Besides reiterating his Outperform rating on shares of Apple (NASDAQ:AAPL) and a $600 price target, Bernstein Research analyst Toni Sacconaghi wrote in a research note on Monday that the iPhone’s share of the smartphone market will likely decline to 12 percent this quarter, which will be company’s lowest portion since the first quarter of 2009.
In the note, seen by Barron’s, Sacconaghi referenced first-quarter smartphone shipment figures released Thursday by research firm Strategy Analytics — which showed that Apple’s global market share fell from 22.8 percent in the year-ago quarter to 17.9 percent. Even more concerning, the smartphone market grew 36 percent, more than five times Apple’s reported 7 percent year-over-year iPhone sales growth based on the company’s first quarter earnings statement.

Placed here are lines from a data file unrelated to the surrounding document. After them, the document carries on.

PR #323, opened 2024-11-11
Remove Me Groups

vcai122:
We did a GSR refactor that removed the need for "Me" groups last year
- "Me" groups existed in the first place so we could treat booking GSRs for users the same as booking GSRs for groups.
- Turns out the logic can be optimized if we separate the use cases so we did just that in the GSR refactor, using `group=None` to just book the group for the given user. 

This PR removes the the leftovers to __erase the idea of "Me" groups completely from our codebase__. 

Also did a small refactor with a group membership view. 
- __Note__: I checked iOS code and `users` (now `/mymemberships`), `membership`, and `groups` isn't used at all
  - We probably will never implement group feature. But its probably worth refactoring this code so that it makes sense, _eventually_. Since if we are going to keep it, might as well avoid confusion and make the business logic clear. Right now it is pretty messy.

### DIFF
--- a/backend/gsr_booking/serializers.py
+++ b/backend/gsr_booking/serializers.py
@@ -20,21 +20,13 @@ class GroupRoomBookingRequestSerializer(serializers.Serializer):
         return obj["lid"] == 1
 
 
-class MiniUserSerializer(serializers.ModelSerializer):
-    class Meta:
-        model = User
-        fields = ["username", "first_name", "last_name"]
-
-
 class GroupMembershipSerializer(serializers.ModelSerializer):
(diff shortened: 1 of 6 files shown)


tuneerroy (approved):
LGTM! question: if we remove groups, how are we planning on supporting the Labs shared group?

vcai122:
> LGTM! question: if we remove groups, how are we planning on supporting the Labs shared group?

We aren't removing Groups. Groups are still alive and well. We are just removing the idea of "Me" groups as a singleton group, because we want to handle the logic of a single user booking with their own credits separately from group logic.

PR #338, opened 2025-02-16
uv migration

clay53:


dr-Jess (commented):
I want to approve this but I'm scared it will bork our dependencies/lots of things. How should I verify?

PR #341, opened 2025-02-27
Added analytics to booking and laundry APIs and removed previous analytics tracking functionalities

aangelinali:
Added analytics to booking and laundry APIs to record GSR booking durations and locations, added analytics for laundry washing time minutes by dorm, removed previous analytics tracking functionalities


backend/gsr_booking/views.py
```diff
@@ -195,11 +199,33 @@ def get(self, request, lid, gid):
...
+            ),
+            get_value=lambda args, res: (
+                (
+                    parse_datetime(args[1].data["end_time"])
+                    - parse_datetime(args[1].data["start_time"])
+                ).total_seconds()
+                / 60
+            ),
+        )
+    )
```
dr-Jess, line 228: The logic here doesn't seem to be triggering for testing--needs to be fixed

backend/laundry/views.py
```diff
@@ -83,6 +85,24 @@ def get_snapshot_info(room_id):
         snapshots = LaundrySnapshot.objects.filter(filter).order_by("-date")
         return (room, snapshots)
```
dr-Jess, line 87: Let's come up with a more consistent naming schema. Potentially subproject (so gsr_booking, laundry) as head, so like `<subproject>.<details>.<type (ex. duration)>`

dr-Jess (changes requested):
Also needs to be unit tested after changes are made. Good work so far!

backend/laundry/views.py
vcai122: No need for naming scheme. Library handles it intentionally so developers do not have to waste time thinking about scheme

vcai122 (commented):
i looked for like 10 seconds ill look more later

backend/laundry/api_wrapper.py
```diff
@@ -123,6 +125,36 @@ def room_status(room):
...
+    )
+
+
+@LabsAnalytics.record_function(
+    FuncEntry(
+        name="cron.full_laundry_room",
+        get_value=lambda args, res: sum(1 for room_data in res.values() if is_room_full(room_data)),
+    ),
+    FuncEntry(
+        name="cron.full_laundry_room_timestamp",
```
dr-Jess, line 144: This isn't necessary--timestamps are already automatically stored, and the previous entry already captures necessary info the SQL query this entry from.

backend/penndata/views.py
```diff
@@ -144,6 +146,10 @@ def get_queryset(self):
         return HomePageOrder.objects.all()
 
 
+# Tracks the time user opens up Penn Mobile homepage
+@LabsAnalytics.record_apiview(
+    ViewEntry(name="homepage_visit_time", get_value=lambda req, res: timezone.localtime())
```
dr-Jess, line 151: ^ same as above, can maybe just store a "1" or something and we can SQL query this info later.

dr-Jess (changes requested):

backend/laundry/api_wrapper.py
aangelinali: Got it, I've removed them so it only stores 1 every time the endpoint is hit

dr-Jess (approved):
lgtm!! great work

PR #342, opened 2025-02-28
Added health route to backend

sritanmotati:
Added a health route to the backend
* `/api/health`
* Added test case


vcai122:
> Added a health route to the backend
> 
> * `/api/health`
> * Added test case

Why are we adding to each product separately instead of DLA

PR #343, opened 2025-03-02
fixed offer permissions

minghansun1:


vcai122 (approved):
LGTM

backend/market/views.py
```diff
@@ -299,5 +308,6 @@ def destroy(self, request, *args, **kwargs):
     def list(self, request, *args, **kwargs):
         if not Item.objects.filter(pk=int(self.kwargs["item_id"])).exists():
             raise exceptions.NotFound("No Item matches the given query")
-        self.check_object_permissions(request, Item.objects.get(pk=int(self.kwargs["item_id"])))
+        for offer in self.get_queryset():
+            self.check_object_permissions(request, offer)
```
vcai122, line 312: i dont think you need to check manually... won't setting the permission class already check?

backend/market/views.py
```diff
@@ -299,5 +308,6 @@ def destroy(self, request, *args, **kwargs):
     def list(self, request, *args, **kwargs):
         if not Item.objects.filter(pk=int(self.kwargs["item_id"])).exists():
             raise exceptions.NotFound("No Item matches the given query")
-        self.check_object_permissions(request, Item.objects.get(pk=int(self.kwargs["item_id"])))
+        for offer in self.get_queryset():
```
vcai122, line 311: On another note, do you have to manually raise NotFound exception? If you do, shouldn't you be raising in the queryset?

vcai122, line 311: I feel like we don't need to manually override list if we do the queryset and object permissions right

backend/market/views.py
```diff
@@ -299,5 +308,6 @@ def destroy(self, request, *args, **kwargs):
     def list(self, request, *args, **kwargs):
```
vcai122, line 308: Looking at the destroy code on line 303, it seems like you are doing some manual checks to see if the object can be destroyed. Again, I think if we get the permissions right (which I think they are) and the queryset right (which I think you have correct as well), Django's built in destroy should be able to handle all of it for us?

PR #349, opened 2025-03-17
Fix CI/CD Workflow

jonathanmelitski:
Due to deprication of GH artifacts-related actions, some changes were needed to allow the images to be published.

**The problem:**
For some reason, the docker build step started creating artifacts related to its own builds. These were not present in previous successful workflow runs (so I'm inclined to believe that Docker recently changed this).
image
The workflow we use only uses the `build-frontend` and `build-backend` images uploaded in the previous steps. Further, the download action fails to download these Docker-uploaded artifacts, leading to a failure for artifacts that are not even used.

**The fix:**
`actions/download-artifact@v4` has a new flag called `pattern` which allows the use of a filter. As such, we can filter for `build-frontend` and `build-backend` by passing in this parameter. This forces only downloading these two artifacts, which will succeed.
image

https://github.com/pennlabs/penn-mobile/actions/runs/13888718422/job/38857154032

### DIFF
--- a/.github/workflows/build-and-deploy.yaml
+++ b/.github/workflows/build-and-deploy.yaml
@@ -92,6 +92,14 @@ jobs:
       steps:
         - uses: actions/checkout@v4
         - uses: actions/download-artifact@v4
+          with:
+            pattern: build-backend
+        - uses: actions/download-artifact@v4
+          with:
+            pattern: build-frontend
+        - uses: actions/download-artifact@v4
+          with:
+            pattern: pennlabs~penn-mobile~*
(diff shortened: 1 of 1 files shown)


jonathanmelitski:
Another note:

The reason we're facing this issue now is because Docker build-push-action just recently implemented the summaries feature (which uploads the docker builds as artifacts). As a result, they provided the following note (last week) in their `README.md` (https://github.com/docker/build-push-action):

image

joyliu-q (approved):
thanks for looking into this!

Based on Apple’s forecast for third-quarter sales to be flat year-over-year, between $33.5 billion and $35.5 billion — a range below analysts’ expectations — Sacconaghi wrote that the company’s estimate implies that it will sell about 25 million iPhones during the current quarter. This represents a 4 percent year-over-year decline for the flagship device. If the smartphone market expands a further 30 percent this quarter, Apple’s share would drop 400 basis points to 12.3 percent, he said.
“Perhaps most startlingly, if Apple does not introduce a new iPhone or lower-priced phone in CQ3, it is quite possible that iPhone’s smartphone market share could drop into the single digits,” Sacconaghi added. But the analyst does believe there will be a new generation iPhone released at the beginning of September.